26 octobre 2015

L’usage des terres dans les négociations internationales sur le climat

QUELQUES PRINCIPES1

Une évidence peine à être partagée au sein de la Convention-Cadre des Nations Unies sur les Changements Climatiques (CCNUCC) : l’usage des terres (« land use », en anglais) est essentiel dans la lutte contre les changements climatiques comme dans l’amélioration de la sécurité alimentaire.

Toutefois, utiliser les terres à des fins d’atténuation des gaz à effet de serre (GES)2 peut mener à des compétitions pour les terres ainsi qu’à des conflits d’usages. Ces derniers tendent à nuire à la sécurité alimentaire, aux droits de l’homme (à commencer par les droits fonciers des populations locales) ainsi qu’aux écosystèmes. La COP21 doit donc reconnaître l’importance et la spécificité de l’usage des terres, tout en s’assurant que les dimensions sociales et environnementales qui s’y rattachent soient pleinement considérées. Des principes, clairs et transparents, pourraient permettre de s’en assurer. Retenons-en quatre, sans souci d’exhaustivité. 

1. L’usage terre est essentiel à la sécurité alimentaire

L’éradication de la faim et de la pauvreté reste une priorité dans de nombreux pays. Le dernier rapport du Groupe intergouvernemental d’experts sur l’évolution du climat (Giec) a souligné que l’ensemble des dimensions de la sécurité alimentaire était menacé. La terre doit donc prioritairement servir à nourrir, et à nourrir mieux, les populations, à commencer par celles qui la travaillent (une grande partie des quelque 800 millions de personnes souffrant de la faim aujourd’hui est paysanne). Les politiques d’atténuation qui lui sont liées – comme la production d’agrocarburants par exemple – ne devraient pas venir concurrencer cette fonction proprement vitale.

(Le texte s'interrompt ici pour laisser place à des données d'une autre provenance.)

PR #563, opened 2024-01-18
Resolve function definitions without parens

### LINKED ISSUE #561: Entity.resolve fails to resolve a function definition without parens
Entity.resolve fails to resolve the following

2. Droits et moyens de subsistance sont liés à l’usage des terres

Toute action climatique relative à l’usage des terres, qu’il s’agisse d’adaptation aux impacts des changements climatiques3 ou d’atténuation, doit répondre aux obligations internationales de respect et de protection des droits fondamentaux, qui incluent le droit des peuples autochtones et des communautés locales à la terre, ainsi qu’à l’usage de leur territoire et de ses ressources. Peuples indigènes, paysannes et paysans modestes sont souvent marginalisés. Le renforcement de leurs droits – notamment fonciers – leur consultation et leur association aux actions climatiques qui se déroulent sur les territoires dont ils dépendent assurera un succès durable à celles-ci. Un des meilleurs moyens de lutter contre la déforestation, par exemple, est souvent de renforcer les droits des communautés et des peuples vivant dans et de la forêt.

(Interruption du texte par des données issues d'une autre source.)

PR #568, opened 2024-01-19
Indexing struct definitions and references

### LINKED ISSUE #560: Indexing: Struct definitions and references
find all calls to `defstruct` in the codebase, and references to those structs

Handle special cases of `%__MODULE__{}`, and aliased structs.

scohen:
We now index struct definitions and references, including structs created with the various implementations of Kernel.struct

Fixes #560

### DIFF
--- a/apps/remote_control/lib/lexical/remote_control/search/indexer/extractors/struct_definition.ex
+++ b/apps/remote_control/lib/lexical/remote_control/search/indexer/extractors/struct_definition.ex
@@ -1,6 +1,5 @@
 defmodule Lexical.RemoteControl.Search.Indexer.Extractors.StructDefinition do
-  alias Lexical.Document.Position
-  alias Lexical.Document.Range
+  alias Lexical.Ast
   alias Lexical.RemoteControl.Analyzer
   alias Lexical.RemoteControl.Search.Indexer.Entry
   alias Lexical.RemoteControl.Search.Indexer.Source.Reducer
@@ -9,7 +8,7 @@ defmodule Lexical.RemoteControl.Search.Indexer.Extractors.StructDefinition do
     document = reducer.analysis.document
     block = Reducer.current_block(reducer)
     {:ok, current_module} = Analyzer.current_module(reducer.analysis, Reducer.position(reducer))
-    range = range(document, definition)
+    range = Ast.Range.fetch!(definition, document)
 
     entry =
       Entry.definition(
@@ -26,16 +25,5 @@ defmodule Lexical.RemoteControl.Search.Indexer.Extractors.StructDefinition do
 
   def extract(_, _) do
     :ignored
-  end
-
-  defp range(document, definition) do
-    %{start: start_pos, end: end_pos} = Sourceror.get_range(definition)
-    [line: start_line, column: start_column] = start_pos
-    [line: end_line, column: end_column] = end_pos
-
-    Range.new(
-      Position.new(document, start_line, start_column),
-      Position.new(document, end_line, end_column)
-    )
   end
 end
--- a/apps/remote_control/lib/lexical/remote_control/search/indexer/extractors/struct_definition.ex
+++ b/apps/remote_control/lib/lexical/remote_control/search/indexer/extractors/struct_definition.ex
@@ -1,0 +1,41 @@
+defmodule Lexical.RemoteControl.Search.Indexer.Extractors.StructDefinition do
+  alias Lexical.Document.Position
+  alias Lexical.Document.Range
+  alias Lexical.RemoteControl.Analyzer
+  alias Lexical.RemoteControl.Search.Indexer.Entry
+  alias Lexical.RemoteControl.Search.Indexer.Source.Reducer
+
+  def extract({:defstruct, _, [_fields]} = definition, %Reducer{} = reducer) do
+    document = reducer.analysis.document
+    block = Reducer.current_block(reducer)
+    {:ok, current_module} = Analyzer.current_module(reducer.analysis, Reducer.position(reducer))
+    range = range(document, definition)
+
+    entry =
+      Entry.definition(
+        document.path,
+        block,
+        current_module,
+        :struct,
+        range,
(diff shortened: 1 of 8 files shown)


Blond11516 (approved):
Looks and works nice!

2 thoughts for future improvements:
- I see from the associated issue that there are already intended uses for struct definitions outside of navigation, but I couldn't actually navigate to to a struct definition despite the new extractor. Anything I tried sent me to the module definition. I think it'd be nice to detect go to definition requests on struct references and actually navigate to the `defstruct` call rather than the module (I assume it would be doable because find references already behaves like this, at least for `%{}` references). I think it'd help a little when you're actually looking for the struct definition, and if you were just looking for the module, well you're in there anyway, just not at the top.
- Using find references requests on `defstruct` to find references to the corresponding struct. It currently does nothing but that would be the most useful behavior imo. I don't really see a use in finding every reference to the actual `defstruct` macro (which a simple text search can easily do anyway)

These are obviously not in scope for this PR but I'd like your thoughts on them!

apps/remote_control/lib/lexical/remote_control/search/indexer/extractors/struct_definition.ex
```diff
@@ -0,0 +1,41 @@
...
+      )
+
+    {:ok, entry}
+  end
+
+  def extract(_, _) do
+    :ignored
+  end
+
+  defp range(document, definition) do
```
zachallaun, line 31: We do this in enough places that, IMO, it should really be a utility function like `Lexical.Ast.range_in_document(node, document)`.

This function could also raise an exception with a useful message if `Sourceror.get_range` returns nil for the given node (which it can), which will help us see the actual syntax it's failing on instead of whatever downstream match failure occurs because it returns nil instead of a map.

apps/remote_control/lib/lexical/remote_control/search/indexer/extractors/struct_reference.ex
```diff
@@ -0,0 +1,103 @@
...
+  end
+
+  # handles calls to Kernel.struct e.g. struct(MyModule) or struct(MyModule, foo: 3)
+  def extract({struct_fn_name, _, [struct_alias | _] = args} = reference, %Reducer{} = reducer)
+      when struct_fn_name in @struct_fn_names do
+    reducer_position = Reducer.position(reducer)
+    imports = Analyzer.imports_at(reducer.analysis, reducer_position)
+    arity = length(args)
+
+    with true <- Enum.member?(imports, {Kernel, :struct, arity}),
```
zachallaun, line 47: I think it should be this to also handle `struct!`?

```suggestion
    with true <- Enum.member?(imports, {Kernel, struct_fn_name, arity}),
```

apps/remote_control/lib/lexical/remote_control/search/indexer/extractors/struct_reference.ex
```diff
@@ -0,0 +1,103 @@
...
+      document.path,
+      block,
+      subject,
+      :struct,
+      range(document, reference),
+      Application.get_application(struct_module)
+    )
+  end
+
+  defp range(%Document{} = document, ast) do
```
zachallaun, line 75: See comment above; I think we should stop rewriting this function.

zachallaun (approved):

scohen:
> Looks and works nice!
> 
> 2 thoughts for future improvements:
> 
> * I see from the associated issue that there are already intended uses for struct definitions outside of navigation, but I 
couldn't actually navigate to to a struct definition despite the new extractor. 

Did you blow away the old index and reindex? I'm able to navigate to struct definitions after doing so. 

> Anything I tried sent me to the module definition. 

This is the old behavior, I think you might have an old version running.

> * Using find references requests on `defstruct` to find references to the corresponding struct. It currently does nothing but that would be the most useful behavior imo. I don't really see a use in finding every reference to the actual `defstruct` macro (which a simple text search can easily do anyway)

I like this a lot more, you're right, find references for 'defstruct' should behave differently than other calls. I'll update.

> These are obviously not in scope for this PR but I'd like your thoughts on them!

I disagree, both are in scope for the PR, and I'll address the second, because I think it already works like you expect, and you might need to reindex for it to work. Remember, you can go to the project's top-level `mix.exs` and click the reindex code lens.

apps/remote_control/lib/lexical/remote_control/search/indexer/extractors/struct_reference.ex
```diff
@@ -0,0 +1,103 @@
...
+        {:ok, entry(reducer, struct_module, reference)}
+
+      _ ->
+        :ignored
+    end
+  end
+
+  # Call to Kernel.struct with a fully qualified module e.g. Kernel.struct(MyStruct, ...)
+  def extract(
+        {{:., _, [kernel_alias, struct_fn_name]}, _, [struct_alias]} = reference,
```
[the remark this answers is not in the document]
scohen: good catch

scohen:
> Using find references requests on defstruct 

Spoke too soon. This is actually another issue with CodeIntelligence.Entity. It cannot resolve `defstruc|t` as a call to defstruct, so we can't do the proper search. Now, if it did resolve it properly to a call to `Kernel.defstruct`, the current behavior would definitely find all references to that, but we could easily capture the specific call in `references.ex` and instead get the current module and get references for its struct usages. I'll write up an issue for the first problem.

apps/remote_control/lib/lexical/remote_control/search/indexer/extractors/struct_definition.ex
scohen: I added `Lexical.Ast.Range.fetch` and `Lexical.Ast.Range.fetch!` for this.

scohen:
> Anything I tried sent me to the module definition

I need to read more carefully, @Blond11516. This is because we're using ElixirSense's go to definition and not our index. We'll have to switch away from elixir sense for go to definition in order to get the actual range for the defstruct, though we're definitely storing it correctly.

3. L’usage des terres et les forêts ne sont pas là pour compenser les émissions de GES des énergies fossiles

La tentation est grande de compenser les émissions de GES des autres secteurs d’activités, sans vraiment chercher à réduire celles-ci, par le stockage du carbone que permet le secteur des terres – d’abord sous forme de matière organique et végétale. Mais un tel résonnement est spécieux tant les enjeux d’atténuation sont forts. Aussi l’atténuation via le secteur des terres ne doit-elle pas être prétexte à freiner les réductions drastiques et urgentes de GES nécessaires dans tous les secteurs d’activités humaines.

4. Les écosystèmes sont incontournables pour atténuer les émissions de GES et maintenir la biodiversité

Qu’il s’agisse d’atténuation ou d’adaptation, il est vital de stopper la déforestation, comme la dégradation des forêts et celle des sols. La protection et la restauration de tous les écosystèmes (comme les tourbières par exemple) l’est tout autant : les émissions de GES en seront réduites d’autant et la biodiversité protégée. De fait, il n’y aura pas de lutte efficace et durable contre les changements climatiques si elle ne s’inscrit pas dans un cadre environnemental plus large. Les politiques d’atténuation relatives au secteur des terres doivent ainsi comporter des bénéfices environnementaux globaux : amélioration de la biodiversité, de la qualité de l’eau, de la fertilité des sols, etc.

Il n’y a plus à tergiverser : de nombreux travaux et projets ont démontré que l’usage des terres et les écosystèmes sont d’une importance cruciale pour répondre aux enjeux du dérèglement climatique et de la faim. Cette réalité doit trouver une traduction politique adéquate au sein de la CCNUCC, et ce dès décembre 2015.

Jean Vettraino, chargé de plaidoyer sur le droit à l’alimentation

1 Cet article est largement inspiré par un document intitulé « Principles for land-use in the Paris climate agreement ». Signé par différentes organisations (dont le Secours Catholique – Caritas France), il a été publié durant les négociations climat de Bonn (19-23 octobre 2015).

2 « Atténuation » dans la suite du texte.

3 « Adaptation » dans la suite du texte.